What you need to do:
Each line of the data below holding the word "addons" must be copied.

**** Information supplied ****

PR #1283, opened 2018-10-07
list sites which always load with container

jhford:
Thanks for building this addon!  It's really great and I really love the
functionality it provides.  I have a small change that I'd like to make.
It's motivated by my personal frustration with trying to figure out what
is supposed to load in a specific container.

The data storage system used is optimized for quick lookups on webpage
load, which is the right choice.  Instead of changing that, I decided
instead to iterate through the full data storage and pick out the
relevant items and trace them back to the container that they belong to
for display.  I suspect that with the size of the data storage, it's
probably fine.  Other than building a mapping in a different key of the
local storage when adding a site to a container, I don't see any way to
make this quicker on lookup.

I'm not at all an extension developer, nor do I write a lot of html or
css.  I probably butchered the display portion of this, but it mostly
works...  I would not expect this patch to merge in this state, but I'd
be interested in working on making it possible to merge.  Maybe hiding
this functionality behind an addon preference?

If this functionality isn't desirable in the official addon, is there
anything which would block me from submitting a fork to
addons.mozilla.org?  It's primarily because I'd like to use it on a
release copy of firefox, and so I'd need it signed by addons.

### DIFF
--- a/src/css/popup.css
+++ b/src/css/popup.css
@@ -685,6 +685,16 @@ span ~ .panel-header-text {
   padding-inline-start: 16px;
 }
 
+ul.container-info-url-list {
+  font-size: 14px;
+  list-style-type: none;
+  padding-left: 16px;
+}
+
+li.container-info-url-item {
+  padding-left: 16px;
+}
+
 .container-info-has-tabs img,
 .container-info-tab-row img {
   block-size: 16px;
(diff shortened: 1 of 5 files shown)


groovecoder:
Thank you for your previous contributions to Multi-Account Containers. We're closing PRs with conflicts to prepare this repo for some work in the near future. If you would like to re-submit the changes in a branch from the latest `master` code, we would love to take another look at this!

****

Answer to this exercise:
addons.mozilla.org?  It's primarily because I'd like to use it on a
release copy of firefox, and so I'd need it signed by addons.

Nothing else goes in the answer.